Editorial: Meta Pulls the Plug on Fact-Checking
By January 14, 2025 0 10
•Last week, Meta, the company that owns Facebook, Instagram and WhatsApp, announced that it would end its eight-year fact-checking partnership with independent American journalists to identify misinformation on its platforms.
Calling the election of Donald Trump “a cultural tipping point,” CEO Mark Zuckerberg said that the company would move to “a Community Notes model” to avoid mistakes and censorship and promote free expression.
The Poynter Institute, which owns PolitiFact (which assisted with Meta fact-checking), called Zuckerberg’s statement “disappointing.” In an article on poynter.com, President Neil Brown said, “Facts are not censorship. Fact-checkers never censored anything,” adding that “it’s time to quit invoking inflammatory and false language in describing the role of journalists and fact-checking.”
Meta’s decision is yet another blow to ethical journalism, with significant consequences for the fact-based understanding on which democracy relies. Coordinated attacks on “fake news,” a term popularized during the 2016 election, are increasingly used to suppress accurate information on issues such as climate change, vaccine safety, international conflicts and the behavior of government officials and other public figures.

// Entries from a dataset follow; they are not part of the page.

PR #399, opened 2022-11-14
Peer Endorsement Breakout PR 4, Shared components

dakota002:
Adds some shared components. Lifted from big PR,


dakota002:
New permission tab

Dropdown populates with users who have the submitters permission

image


New request(s) appear below the dropdown:
image


The approver (a user who is in the submitters group) sees requests like this, similar format to the credential cards
image

lpsinger (changes requested):
Some initial feedback:

- There's no need for permissions.tsx and permissions/index.tsx because there is only one route underneath permissions/. Please combine into permissions.tsx.
- EndorsementReqeustCard and EndorsementRequestForm are unlikely to be reused. Please put them in permissions.tsx.

app/routes/__auth/user.server.ts
```diff
@@ -156,3 +161,47 @@ export async function refreshUser(refreshToken: string, session: Session) {
...
   return parsedTokenSet.user
 }
+
+/**
+ * Gets another user from cognito
+ *
+ * @param sub - the sub of another user
+ * @returns a user if found, otherwise undefined
+ */
+export async function getOtherUser(sub: string) {
```
lpsinger, line 171: This is a confusing name for this function, because it doesn't return something that has the same type as `getUser`. A better name would be `getCognitoUsernameForSub`. Also this function doesn't have much use outside of the endorsements server; can it go in endorsements.server.ts?

app/routes/__auth/user.server.ts
```diff
@@ -156,3 +161,47 @@ export async function refreshUser(refreshToken: string, session: Session) {
...
+/**
+ * Adds a user to a group
+ *
+ * Throws an HTTP error if:
+ *  - The provided sub does not correspond to an existing user
+ *
+ * @param sub - sub of another user
+ * @param group - group to which the user corresponding to the given sub should be added
+ */
+export async function addUserToGroup(sub: string, group: string) {
```
lpsinger, line 193: For now, can we keep this in endorsements.server.ts?

app/routes/user/permissions.tsx
```diff
@@ -0,0 +1,300 @@
...
+}
+
+export async function loader({ request }: DataFunctionArgs) {
+  const endorsementServer = await EndorsementsServer.create(request)
+  const user = await getUser(request)
+
+  // Maps the retrived users to an object that can be used in the ComboBox
+  const validUsers = await endorsementServer
+    .getSubmitterUsers()
+    .then((response) => {
```
lpsinger, line 38: Use `await` rather than old-style promise chaining style.

app/routes/user/permissions.tsx
```diff
@@ -0,0 +1,300 @@
...
+      const mappedUsers = response?.map((user) =>
+        user.Attributes?.filter((attr) =>
+          ['sub', 'email', 'name'].includes(attr.Name as string)
+        ).reduce(
+          (obj, item) =>
+            Object.assign(obj, { [item.Name as string]: item.Value }),
+          {}
+        )
```
lpsinger, line 46: I prefer `Object.fromEntries(blahBlahBlah.map((...) => [key, value])` which we use in other places throughout the code.

app/routes/user/permissions.tsx
```diff
@@ -0,0 +1,300 @@
...
+  Label,
+} from '@trussworks/react-uswds'
+import { useState } from 'react'
+import SegmentedCards from '~/components/SegmentedCards'
+import { getFormDataString } from '~/lib/utils'
+import { getUser } from '../__auth/user.server'
+import type { EndorsementRequest } from './endorsements.server'
+import { EndorsementsServer } from './endorsements.server'
+
+type intermediateMappedUser = {
```
lpsinger, line 25: What does "intermediate" mean here?

```suggestion
type IntermediateMappedUser = {
```

app/routes/user/permissions.tsx
```diff
@@ -0,0 +1,300 @@
...
+    <Form method="post">
+      <h2 id="modal-request-heading">Request Endorsement</h2>
+      <div className="usa-prose">
+        Requesting an endorsement from another user will share your email with
+        that individual. Please keep this in mind when submitting. Enter the
+        email of the individual you want to be endorsed by. They will receive a
+        notification alerting them to this request.
+      </div>
+      <Label htmlFor="endorserSub">Endorser</Label>
+      <input type="hidden" name="endorserSub" value={endorserSub} />
```
lpsinger, line 282: Is the hidden field necessary? Does the ComboBox not populate anything in the form data?

app/routes/user/permissions.tsx
```diff
@@ -0,0 +1,300 @@
...
+  return (
+    <Form method="post">
+      <h2 id="modal-request-heading">Request Endorsement</h2>
+      <div className="usa-prose">
+        Requesting an endorsement from another user will share your email with
+        that individual. Please keep this in mind when submitting. Enter the
+        email of the individual you want to be endorsed by. They will receive a
+        notification alerting them to this request.
+      </div>
+      <Label htmlFor="endorserSub">Endorser</Label>
```
lpsinger, line 281:
```suggestion
      <Label htmlFor="endorserSubSelect">Endorser</Label>
```

app/routes/user/permissions.tsx
```diff
@@ -0,0 +1,300 @@
...
+      <input type="hidden" name="endorserSub" value={endorserSub} />
+      <ComboBox
+        id="endorserSubSelect"
+        name="endorserSubSelect"
+        options={validUsers}
+        onChange={(e) => setEndorserSub(e ?? '')}
+        defaultValue={''}
+      />
+      <Button
+        className="usa-button margin-top-2"
```
lpsinger, line 291: The usa-button style is baked into this component, I think.

```suggestion
        className="margin-top-2"
```

Why is it necessary to control the margin?

app/routes/user/permissions.tsx
```diff
@@ -0,0 +1,300 @@
...
+        ).reduce(
+          (obj, item) =>
+            Object.assign(obj, { [item.Name as string]: item.Value }),
+          {}
+        )
+      ) as intermediateMappedUser[]
+
+      return mappedUsers.map((user) => ({
+        value: user.sub,
+        label: `${user.name} - ${user.email}`,
```
lpsinger, line 51: My preference would be to return the email, name, and sub from the loader, and let the React component do the formatting.

lpsinger (changes requested):
- [x] Are all buttons that, if you clicked them, would produce an error (like deleting a reported endorsement) disabled or invisible?
- [ ] I am uncomfortable with sending the entire list of users to the browser. Can we do a server-side autocomplete combo box?

app/routes/user/endorsements.server.ts
```diff
@@ -190,8 +194,7 @@ export class EndorsementsServer {
         ':pendingStatus': 'pending',
       },
     }
-
-    await db._doc.delete(param).promise()
+    db._doc.delete(param)
```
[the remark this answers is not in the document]
dakota002: I thought so too, this one was strange. Originally the await db._doc.delete(param).promise() was working, then I started getting errors that _doc.delete(...).promise() was not a function, so I tried as await db._doc.delete(param), which gave an error in the IDE that the await was unneeded.

app/routes/user/permissions.tsx
dakota002: Yea, another one where thats how I thought it should work too, but I found that as I tried the form it wasn't updating the value. The ComboBox has a required onChange, but not a value property

app/routes/user/permissions.tsx
dakota002: I'll remove that class, but I included the margin to give a bit of spacing. The way the buttons layout otherwise had it touching the bottom of the ComboBox and it looked a little too squished

app/routes/user/permissions.tsx
dakota002: I can make that work, I'll have that in the next update

app/routes/__auth/user.server.ts
dakota002: Sounds good, moving it and the addUserToGroup function in the next commit

app/routes/user/endorsements.server.ts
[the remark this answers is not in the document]
lpsinger: That's because the type signature from @types/architect__functions is wrong. See DefinitelyTyped/DefinitelyTyped#63652

app/routes/user/permissions.tsx
lpsinger: Please show screen shots.

dakota002: Without the margin specified:
image

With:
image

app/routes/user/endorsements.server.ts
```diff
@@ -8,11 +8,12 @@
 
 import { tables } from '@architect/functions'
 import {
+  AdminAddUserToGroupCommand,
```
lpsinger, line 11: Remember to add this to the arc.codes plugin that sets the Lambda's IAM actions.

app/routes/user/endorsements.server.ts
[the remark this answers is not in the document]
lpsinger: Please rebase, to pick up the type fix from main.

app/routes/user/endorsements.server.ts
```diff
@@ -67,14 +68,7 @@ export class EndorsementsServer {
       )
 
     const escapedEndorserString = endorserSub.replaceAll('"', '\\"')
```
lpsinger, line 70: Move the escaping not the `#getCognitoUsernameForSub` method.

app/routes/user/endorsements.server.ts
```diff
@@ -67,14 +68,7 @@ export class EndorsementsServer {
...
-        new ListUsersCommand({
-          UserPoolId: process.env.COGNITO_USER_POOL_ID,
-          Filter: `sub = "${escapedEndorserString}"`,
-        })
-      )
-    )?.Users?.[0]
+    const user = await this.#getCognitoUsernameForSub(escapedEndorserString)
     if (!user)
       throw new Response('Requested user does not exist', {
         status: 400,
```
lpsinger, line 74: Move the exception into the `#getCognitoUsernameForSub` method, so that on success it always returns a valid user and never undefined?

app/routes/user/endorsements.server.ts
```diff
@@ -248,4 +248,49 @@ export class EndorsementsServer {
...
     return result.Users
   }
+
+  /**
+   * Gets another user from cognito
+   *
+   * @param escapedEndorserString - the sub of another user
+   * @returns a user if found, otherwise undefined
+   */
+  async #getCognitoUsernameForSub(escapedEndorserString: string) {
```
lpsinger, line 258:
```suggestion
  async #getCognitoUsernameForSub(sub: string) {
```

app/routes/user/permissions.tsx
```diff
@@ -0,0 +1,329 @@
...
+      if (!requestorSub)
+        throw new Response('The user was not found', { status: 400 })
+      await endorsementServer.updateEndorsementRequestStatus(
+        intent,
+        requestorSub
+      )
+      break
+    case 'delete':
+      if (!endorserSub)
+        throw new Response('The user was not found', { status: 400 })
```
lpsinger, line 101: Doesn't `endorsementServer.deleteEndorsementRequest` do this check?

```suggestion
```

app/routes/user/permissions.tsx
```diff
@@ -0,0 +1,329 @@
...
+    case 'create':
+      if (!endorserSub)
+        throw new Response('The user was not found', { status: 400 })
+      await endorsementServer.createEndorsementRequest(endorserSub)
+      break
+    case 'approved':
+    case 'rejected':
+    case 'reported':
+      if (!requestorSub)
+        throw new Response('The user was not found', { status: 400 })
```
lpsinger, line 93: Doesn't `endorsementServer.updateEndorsementRequestStatus` do this check?

```suggestion
```

app/routes/user/permissions.tsx
```diff
@@ -0,0 +1,329 @@
...
+export async function action({ request }: DataFunctionArgs) {
+  const data = await request.formData()
+  const intent = getFormDataString(data, 'intent')
+  const endorserSub = getFormDataString(data, 'endorserSub')
+  const requestorSub = getFormDataString(data, 'requestorSub')
+  const endorsementServer = await EndorsementsServer.create(request)
+  switch (intent) {
+    case 'create':
+      if (!endorserSub)
+        throw new Response('The user was not found', { status: 400 })
```
lpsinger, line 86: Doesn't the `endorsementServer.createEndorsementRequest` method do this check?

```suggestion
```

app/routes/user/permissions.tsx
```diff
@@ -0,0 +1,329 @@
...
+        requestorSub
+      )
+      break
+    case 'delete':
+      if (!endorserSub)
+        throw new Response('The user was not found', { status: 400 })
+      await endorsementServer.deleteEndorsementRequest(endorserSub)
+      break
+    default:
+      break
```
lpsinger, line 105: Should not be reached. Raise an exception.

app/routes/user/permissions.tsx
```diff
@@ -0,0 +1,329 @@
...
+
+export async function loader({ request }: DataFunctionArgs) {
+  const endorsementServer = await EndorsementsServer.create(request)
+  const user = await getUser(request)
+  const parsedUrl = new URL(request.url)
+  const filterString = parsedUrl.searchParams.get('filter')
+
+  // Maps the retrived users to an object that can be used in the ComboBox
+  const validUsers = filterString
+    ? await endorsementServer.getSubmitterUsers().then((response) => {
```
lpsinger, line 39: Use `async`/`await`, not the old `then` callback style.

lpsinger (changes requested):

app/routes/user/permissions.tsx
lpsinger: I think that's because you have it all wrapped in a `ButtonGroup`. Try removing the `ButtonGroup`.

dakota002: Nope, no button groups in that form, they are used in the cards

src/plugins/lambdaCognitoPermissions.js
```diff
@@ -24,7 +24,8 @@ module.exports.deploy = {
           {
             Effect: 'Allow',
             Action: [
-              'cognito-idp:AdminListGroupsForUser',
+              'cognito-idp:AdminAddUserToGroupCommand',
+              'cognito-idp:AdminListGroupsForUserCommand',
```
lpsinger, line 28:
```suggestion
              'cognito-idp:AdminAddUserToGroup',
              'cognito-idp:AdminListGroupsForUser',
```

lpsinger (changes requested):

app/routes/user/permissions.tsx
```diff
@@ -0,0 +1,329 @@
...
+
+export function EndorsementRequestForm() {
+  const { validUsers } = useLoaderData<typeof loader>()
+  const [options, setOptions] = useState([])
+  const [endorserSub, setEndorserSub] = useState('')
+  const fetcher = useFetcher()
+  const handleInputChange = (e: React.ChangeEvent<HTMLInputElement>) => {
+    const { value } = e.target
+
+    if (value && validUsers.findIndex((f) => f.value === value) < 0) {
```
lpsinger, line 290:
```suggestion
    if (value && !validUsers.includes(value)) {
```

app/routes/user/endorsements.server.ts
dakota002: Where should the escaping get moved to? It is used a few lines lower in addition to the get method

lpsinger:
Where did we leave this PR?

app/routes/user/permissions.tsx
```diff
@@ -0,0 +1,338 @@
...
+      <ComboBox
+        id="endorserSubSelect"
+        name="endorserSubSelect"
+        options={options}
+        onChange={(e) => setEndorserSub(e ?? '')}
+        defaultValue={''}
+        inputProps={{ onChange: handleInputChange }}
+      />
+      <Button
+        className="margin-top-2"
```
lpsinger, line 328: If you put this in a `<ButtonGroup>`, then you won't need the manual styling.

app/components/Header.tsx
```diff
@@ -82,6 +82,13 @@ export function Header({ email }: { email?: string }) {
                       >
                         Profile
                       </Link>,
+                      <Link
+                        key="permissions"
+                        to="/user/permissions"
```
lpsinger, line 87: We need a more descriptive name for this page, because "Credentials" and "Permissions" sound too similar.

app/routes/user/endorsements.server.ts
lpsinger: I'm OK with repeating it here and also inside `#getCognitoUsernameForSub`. What I want to avoid is future bugs related to confusion about which functions expect sub itself versus which functions expect escaped sub.

app/components/Header.tsx
lpsinger: Sounds good.

app/routes/user/endorsements.tsx
```diff
@@ -0,0 +1,339 @@
...
+      break
+    case 'delete':
+      if (!endorserSub)
+        throw new Response('Valid endorser is required', { status: 403 })
+      await endorsementServer.deleteEndorsementRequest(endorserSub)
+      break
+    default:
+      throw new Response('An error has occured, unreachable code', {
+        status: 404,
+      })
```
lpsinger, line 106:
```suggestion
      throw new Response('unknown intent', {
        status: 400,
      })
```

lpsinger (changes requested):

lpsinger (approved):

Most journalists, including the fact-checkers Meta is doing away with, take very seriously the role of helping readers wade through the murky waters of digital journalism (not to mention social media, which is now embracing AI). Over its 71-year history, The Georgetowner has sought to be an unbiased source of local news, while also taking stands on issues and sharing the opinions of others, always indicated as such.
Today, as major legacy media and social media owners step back — for political as well as financial reasons — from a commitment to accuracy, transparency and the calling-out of misinformation, it is incumbent on all of us, as consumers of information, to “fact-check” for ourselves.